What is required: Find every line below where the string "easier" shows up, and copy those lines.
● ● ● ● ●
PR #1226, opened 2018-11-13
Load ISO codes for countries

marcofucci:
### Description of change

This uses a django migration to load ISO codes into the database.
The overall country list was exported from production.

This also gets rid of `countries.yaml` as initial fixture loaded via the `loadinitialmetadata` and replaces it with a data migration via the first metadata migration.

### Checklist


reupen:
Do we need these exposed via the metadata endpoint?

marcofucci:
> Do we need these exposed via the metadata endpoint?
Not yet, maybe never.

PR #1233, opened 2018-11-16
Make `classification` readonly in company API

marcofucci:
### Description of change

This makes the field `classification` read-only in all company endpoints.

It also refactors the tests in `TestAddCompany` and `TestUpdateCompany` so that they are easier to manage in the future when companies are going go change.

### Checklist

### DIFF
--- a/datahub/company/test/test_company_views.py
+++ b/datahub/company/test/test_company_views.py
@@ -19,7 +19,7 @@ from datahub.company.test.factories import (
     CompanyFactory,
     DuplicateCompanyFactory,
 )
-from datahub.core.constants import Country, HeadquarterType, Sector, UKRegion
+from datahub.core.constants import Country, HeadquarterType, UKRegion
 from datahub.core.reversion import EXCLUDED_BASE_MODEL_FIELDS
 from datahub.core.test_utils import (
     APITestMixin,
@@ -28,7 +28,7 @@ from datahub.core.test_utils import (
     random_obj_for_model,
     random_obj_for_queryset,
 )
-from datahub.metadata.models import CompanyClassification
+from datahub.metadata.models import CompanyClassification, Sector
 from datahub.metadata.test.factories import TeamFactory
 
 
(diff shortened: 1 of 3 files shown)


datahub/company/test/test_company_views.py
```diff
@@ -497,82 +489,57 @@ def test_update_read_only_fields(self):
...
-            'registered_address_1': 'Hello st.',
-            'registered_address_town': 'Fooland',
-            'registered_address_country_id': Country.united_states.value.id,
-            f'{field}_id': value,
-        }
-        company = CompanyFactory(**creation_data)
+    def test_validation_error(self, data, expected_error):
+        """Test validation scenarios."""
+        company = CompanyFactory(
+            sector_id=random_obj_for_model(Sector).id,
```
marcuspp: Why does this test need a random sector? If a different sector could produce a different result then this is not a good test. As this results in the tests being inconsistent, sometimes working and then sometimes failing.

marcofucci: A different sector should not produce a different result so it's a red flag if it does.

marcuspp: It still doesn't make a good test IMO.

marcofucci: I completely agree in case of constants or values defined in the code. However, at the moment the sectors can be changed in the django admin so the code should not give any importance to this value and treat it as a random piece of data the same way as we do with any other string or field in all other tests. 

I think we should go even further and get rid of the couple of constants in `datahub.core.constants.Sector` which are just confusing and don't add any value.

If you think it's better I can replace this with a `SectorFactory` which creates a new random sector every time.

marcuspp: I agree there shouldn't be any importance given to what sector is used but the tests should run the same way each time, so I'd just pick a sector (any sector) and remove any randomness from the test.

elcct: I would side with @marcofucci on this one as in the past using random values helped us detect issues that wouldn't have been detected if we had used same value every time.

marcuspp: @elcct if thats the case then that shows the test suite was missing tests and more conditions should of been added in the first place. Adding randomness isn't the solution, its something I've had issues with in the past but am happy to go with what the consensus is.

marcofucci: Well, it turns out that the `CompanyFactory` already sets the sector so I don't actually need this line at all and I got rid of it. This only postpones the discussion we've been having but it works for now.

elcct: @marcuspp valid point!

PR #1235, opened 2018-11-19
Add country investment originates from to investment projects

marcuspp:
### Description of change
This adds the ability to add the `country investment originates from` to an investment project. This is because we are trying to remove the initial need to associate a company with a project. Search is updated to store the country in the index and the investor_company_country filter is updated to also check `country investment originates from` so when a user filters for Country of origin both are checked. 

### Questions
- Does the search index need to be rebuilt because I have added a new searchable field?
- Are the search tests very slow for you when trying to run locally? fixed :+1:

### Checklist


datahub/investment/models.py
```diff
@@ -209,21 +213,21 @@ def project_code(self):
             project_num = self.investmentprojectcode.id
             return f'DHP-{project_num:08d}'
         except ObjectDoesNotExist:
-            return None
+            return
```
marcofucci: Can we keep the `return None`? Having `return` is not always intuitive even if it does the same.

datahub/investment/serializers.py
```diff
@@ -180,6 +181,9 @@ class IProjectSerializer(PermittedFieldsModelSerializer):
     investment_type = NestedRelatedField(meta_models.InvestmentType)
     stage = NestedRelatedField(meta_models.InvestmentProjectStage, required=False)
     country_lost_to = NestedRelatedField(meta_models.Country, required=False, allow_null=True)
+    country_investment_originates_from = NestedRelatedField(
+        meta_models.Country, required=False, allow_null=True,
```
marcofucci: We are trying to keep each argument in its own line so that future diffs are easier to read.

datahub/investment/test/test_models.py
```diff
@@ -76,16 +76,13 @@ def test_investor_company_country_none():
...
 
 def test_investor_company_country_valid():
-    """
-    Tests client_relationship_manager_team for a project with a client relationship
-    manager.
-    """
+    """Tests investor company country property."""
     project = InvestmentProjectFactory()
-    assert project.investor_company_country
+    assert str(project.investor_company_country) == constants.Country.united_kingdom.value.name
```
marcofucci: It's not clear why `project.investor_company_country` is UK, can we change this to
```
investor_company = CompanyFactory(registered_address_country_id=constants.Country.united_kingdom.value.id)
project = InvestmentProjectFactory(investor_company=investor_company)

assert str(project.investor_company_country.id) == constants.Country.united_kingdom.value.id
```

or option 2 (slightly worse IMHO):
```
project = InvestmentProjectFactory()
```
project = InvestmentProjectFactory()
assert str(project.investor_company_country.id) == project.investor_company.registered_address_country.id

datahub/search/investment/test/test_views.py
```diff
@@ -62,6 +62,7 @@ def setup_data(setup_es):
             description='investmentproject2',
             estimated_land_date=datetime.date(2057, 6, 13),
             actual_land_date=datetime.date(2047, 8, 13),
+            country_investment_originates_from_id=constants.Country.andorra.value.id,
```
marcofucci: We're going to get rid of unused country constants, would you mind using these ones so that I will have less pain merging that PR 😬 ? https://github.com/uktrade/data-hub-leeloo/pull/1229/files

marcuspp:
@marcofucci I had all the same questions and came to the conclusion that they should be left separate for this PR at least. 

I think the next stage would be that `investor_company_country` is deprecated and we only have `country_investment_originates_from` going forward. 

So to do that (as you have said):
 - Populating  `country_investment_originates_from` using the investor_company_country for all existing records (could be done now)
- Populating `country_investment_originates_from` when a company is added (could be done now)
- Update export and remove old field and replace with new
- Update FE to use the renamed filter

So you could consider this PR stage 1

marcofucci:
@marcuspp makes perfect sense, thanks for explaining that.

To answer your ES question, adding new fields is usually okay but it would be good to run  [migrate_es](https://github.com/uktrade/data-hub-leeloo/blob/develop/docs/Elasticsearch%20migrations.md) at some point (maybe after getting rid of the `investor_company_country`?).

datahub/search/investment/models.py
```diff
@@ -74,7 +64,8 @@ class InvestmentProject(BaseESModel):
     )
     client_requirements = fields.TextWithKeyword()
     comments = fields.EnglishText()
-    country_lost_to = _country_lost_to_mapping()
+    country_investment_originates_from = fields.nested_id_name_field()
+    country_lost_to = fields.nested_id_name_field()
```
marcofucci: I'm not sure what exactly the consequences of getting rid of `def _country_lost_to_mapping():` are. The mapping was not initially defined so ES created its own and then we added one to match the one automatically created. 
If we get rid of this here we might have to migrate the mapping as well. 

Can you restore the old version and then we coordinate the work for that country_lost_to? Maybe when Reupen is back as he worked on the migrate_es and would be able to help us quickly in case anything happens.

marcuspp: To me it just looked like all the other fields, id and name and the small bit of testing i did, didn't surface any issues. If the index has been rebuilt recently then maybe this special case for `country lost to` is no longer needed. Lets wait for Reupen and i'll revert for now.

PR #1238, opened 2018-11-20
Add `one_list_group_tier` field to GET company endpoint

marcofucci:
### Description of change

This adds the field ~`onelist_group_tier`~ `one_list_group_tier` to the `GET /v3/company/<uuid:pk>` and `GET /v3/company` endpoints representing the One List Tier for the group, inherited from the Global Headquarters.

I've also refactored the tests to build the company used in the tests instead of building parts of it. This adds a few lambdas which don't look very pythonic but I think they make it clear what the intention is. Feel free to tell me if this looks too weird and I'll revert back to params with parts of the company instead.

The search does not return ~`onelist_group_tier`~ `one_list_group_tier` as it would have to be updated in cascade every time a Global HQ is updated and I want to avoid it unless necessary. 

### Checklist

### DIFF
--- a/datahub/company/models/company.py
+++ b/datahub/company/models/company.py
@@ -242,6 +242,12 @@ class Company(ArchivableModel, BaseModel, CompanyAbstract):
             return self.global_headquarters
         return self
 
+    def get_one_list_group_tier(self):
+        """
+        :returns: the One List Tier of the group this company is part of.
+        """
+        return self.get_group_global_headquarters().classification
+
     def get_one_list_group_core_team(self):
         """
         :returns: the One List Core Team for the group that this company is part of
--- a/datahub/company/serializers.py
+++ b/datahub/company/serializers.py
@@ -9,8 +9,13 @@ from rest_framework import serializers
 
 from datahub.company.constants import BusinessTypeConstant
 from datahub.company.models import (
-    Advisor, CompaniesHouseCompany, Company, CompanyPermission,
-    Contact, ContactPermission, ExportExperienceCategory,
+    Advisor,
+    CompaniesHouseCompany,
+    Company,
+    CompanyPermission,
+    Contact,
+    ContactPermission,
+    ExportExperienceCategory,
 )
 from datahub.company.validators import (
     has_no_invalid_company_number_characters,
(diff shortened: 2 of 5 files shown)


datahub/company/serializers.py
```diff
@@ -273,6 +280,7 @@ class CompanySerializer(PermittedFieldsModelSerializer):
         meta_models.BusinessType, required=False, allow_null=True,
     )
     classification = NestedRelatedField(meta_models.CompanyClassification, read_only=True)
+    onelist_group_tier = serializers.SerializerMethodField()
```
marcuspp: Any plans to update `one_list_account_owner`? As that has one list as two words not one as you are using it here, which is inconsistent.

datahub/company/test/test_company_views.py
```diff
@@ -484,14 +540,18 @@ def test_cannot_update_read_only_fields(self):
         )
 
         url = reverse('api-v3:company:item', kwargs={'pk': company.pk})
+        different_onelist_tier = random_obj_for_queryset(
```
marcuspp: Just a comment. See the other PR as regards my views on using randomness like this in a test. To me it leaves the question should more test cases be added if its possible a different classification could cause a different result.

marcofucci: The randomness in these tests is not because different classifications could cause different results (they don't) but just to pick up one value. I could use `CompanyClassification.objects.first()` so that it's always the same if you think it's better?

marcuspp: Yes please.

marcofucci: My new version is even nicer, thanks @marcuspp .

datahub/company/models/company.py
```diff
@@ -242,6 +242,13 @@ def get_group_global_headquarters(self):
...
         return self
 
+    def get_one_list_group_tier(self):
+        """
+        :returns: the One List Tier for the group that this company is part of.
+        """
+        group_global_headquarters = self.get_group_global_headquarters()
+        return group_global_headquarters.classification
+
     def get_onelist_group_core_team(self):
```
marcuspp: Missed one

PR #1246, opened 2018-11-23
Only call load_constants_to_database once

marcofucci:
### Description of change

The post_migrate signal receiver `company_business_type_post_migrate` is called after each individual django app is migrated.

*Before:*
`load_constants_to_database` was called multiple times as well.

*After:*
`load_constants_to_database` is only called once after migrating the `metadata` django app.

### Checklist

### DIFF
--- a/datahub/company/signals.py
+++ b/datahub/company/signals.py
@@ -10,7 +10,11 @@ from datahub.metadata.models import BusinessType
 logger = logging.getLogger(__name__)
 
 
-@receiver(post_migrate, dispatch_uid='company_business_type_post_migrate')
+@receiver(
+    post_migrate,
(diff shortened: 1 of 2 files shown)


datahub/company/signals.py
```diff
@@ -17,4 +17,5 @@ def company_business_type_post_migrate(sender, **kwargs):
 
     Any new business types are created, and any existing ones are updated if the label has changed.
     """
-    load_constants_to_database(BusinessTypeConstant, BusinessType)
+    if BusinessType._meta.app_config == sender:
```
reupen: What about specifying the sender in @receiver() instead?

marcofucci: 👍  of course, forgot about that!

PR #2695, opened 2020-03-16
Add Staff SSO introspection API request utility function

reupen:
### Description of change

This adds a utility function for making introspection API requests to Staff SSO.

This will be used as part of the new introspection logic that will replace what we're currently using via django-oauth-toolkit.

Some new environment variables were added as part of this (to eventually replace `RESOURCE_SERVER_INTROSPECTION_URL` and `RESOURCE_SERVER_AUTH_TOKEN`). They are only required when `SSO_ENABLED=True`. (They'll need to be added to the CircleCI configuration in the front end too – I'll open a PR there for that.)

### Checklist

  <details>
  
  </details>
  
  <details>
  
  </details>

### General points

<details>

</details>


datahub/oauth/sso_api_client.py
```diff
@@ -0,0 +1,63 @@
...
+
+    As this deals with authentication, this aims to be more robust than might be the case
+    for other API requests.
+    """
+    api_client = _get_api_client()
+
+    try:
+        response = api_client.request(method, path, **kwargs)
+    except RequestException as exc:
+        raise SSORequestError('SSO request failed') from exc
```
elcct: Should we end the messages with a full stop?

reupen: Good question. Seems like we aren't consistent about that – all the ones I can make Python itself and the standard library emit seem to not end in full stops. Any other reference saying that they should?

elcct: That is true. I would think that punctuation mark would tell me that I received complete message about the error. In the past, I would encounter a log message written to disk incomplete when the app completely crashes, but I understand this could unlikely happen. I was trying to find any reference, but surprisingly I couldn't apart from debates like this: https://stackoverflow.com/questions/1136829/do-you-end-your-exception-messages-with-a-period
Would be great if we could become consistent, so if standard library doesn't use stops, let's not use them. I'll try to remember that :)

PR #2697, opened 2020-03-16
Add OMIS invoice detail Hawk authenticated endpoint

elcct:
### Description of change

As a part of deeper Staff SSO integration work we need to change public OMIS endpoints that are currently being authenticated with OAuth, to use Hawk authentication instead.
This is the first of a number of PRs that will follow. This moves existing OMIS public invoice detail view to corresponding legacy files and creates new Hawk authenticated view with exactly the same functionality.
Once all views are re-created with Hawk authentication, the existing legacy views will be deprecated and public facing OMIS app will be updated to use new endpoints. The last step will be to remove all legacy OMIS endpoints.

New URLs for Hawk authenticated OMIS endpoints will have a following format:

`/v3/public/omis/...`

We have a pattern for "public" search endpoints that start with `/v4/public` prefix.

The endpoint has not been upgraded to `v4` because that may require additional changes in the public facing app to support `v4`'s address format. This work could be done once migration is completed.

### Checklist

  <details>
  
  </details>
  
  <details>
  
  </details>

### General points

<details>

</details>

### DIFF
--- a/config/settings/types.py
+++ b/config/settings/types.py
@@ -14,3 +14,4 @@ class HawkScope(Enum):
     public_company = auto()
     data_flow_api = auto()
     metadata = auto()
+    public_omis = auto()
--- a/README.md
+++ b/README.md
@@ -321,10 +321,12 @@ Data Hub API can run on any Heroku-style platform. Configuration is performed vi
 | `MI_DATABASE_SSLCERT` | No | base64 encoded client certificate for MI database connection. |
 | `MI_DATABASE_SSLKEY` | No | base64 encoded client private key for MI database connection. |
 | `MI_FDI_DASHBOARD_TASK_DURATION_WARNING_THRESHOLD` | No | Threshold (in seconds) for emitting warnings about long transfer duration (default=600). |
+| `OMIS_PUBLIC_ACCESS_KEY_ID` | No | A non-secret access key ID, corresponding to `OMIS_PUBLIC_SECRET_ACCESS_KEY`. The holder of the secret key can access the OMIS public endpoints by Hawk authentication. |
 | `OMIS_NOTIFICATION_ADMIN_EMAIL`  | Yes | |
 | `OMIS_NOTIFICATION_API_KEY`  | Yes | |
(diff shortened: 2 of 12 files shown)


config/settings/types.py
```diff
@@ -14,3 +14,4 @@ class HawkScope(Enum):
     public_company = auto()
     data_flow_api = auto()
     metadata = auto()
+    omis = auto()
```
reupen: Maybe `public_omis` would make it clearer that's it's not all of OMIS?
```suggestion
    public_omis = auto()
```

datahub/omis/invoice/test/views/test_public_invoice_details.py
```diff
@@ -14,9 +13,76 @@
...
+        url = reverse(
+            'api-v3:public-omis:invoice:detail',
+            kwargs={'public_token': order.public_token},
+        )
+        public_omis_api_client.set_http_x_forwarded_for('1.1.1.1')
+        response = public_omis_api_client.get(url)
+
+        assert response.status_code == status.HTTP_401_UNAUTHORIZED
+
+    @pytest.mark.parametrize('verb', ('post', 'patch'))
```
reupen: Did we mean to lose `'delete'` from this?

elcct: I was thinking to add `delete` as a separate PR, as this could be added to another test that is not related to OMIS.

config/settings/types.py
elcct: Good idea! Thank you

datahub/omis/invoice/test/views/test_public_invoice_details.py
reupen: You mean as `HawkAPITestClient` doesn't have a delete method? I think since the old test was testing delete, we should sort that if it's easy.

elcct: Okay I added that case, it was actually small change. Thank you!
● ● ● ● ●
Result of this exercise:
It also refactors the tests in `TestAddCompany` and `TestUpdateCompany` so that they are easier to manage in the future when companies are going go change.
marcofucci: We are trying to keep each argument in its own line so that future diffs are easier to read.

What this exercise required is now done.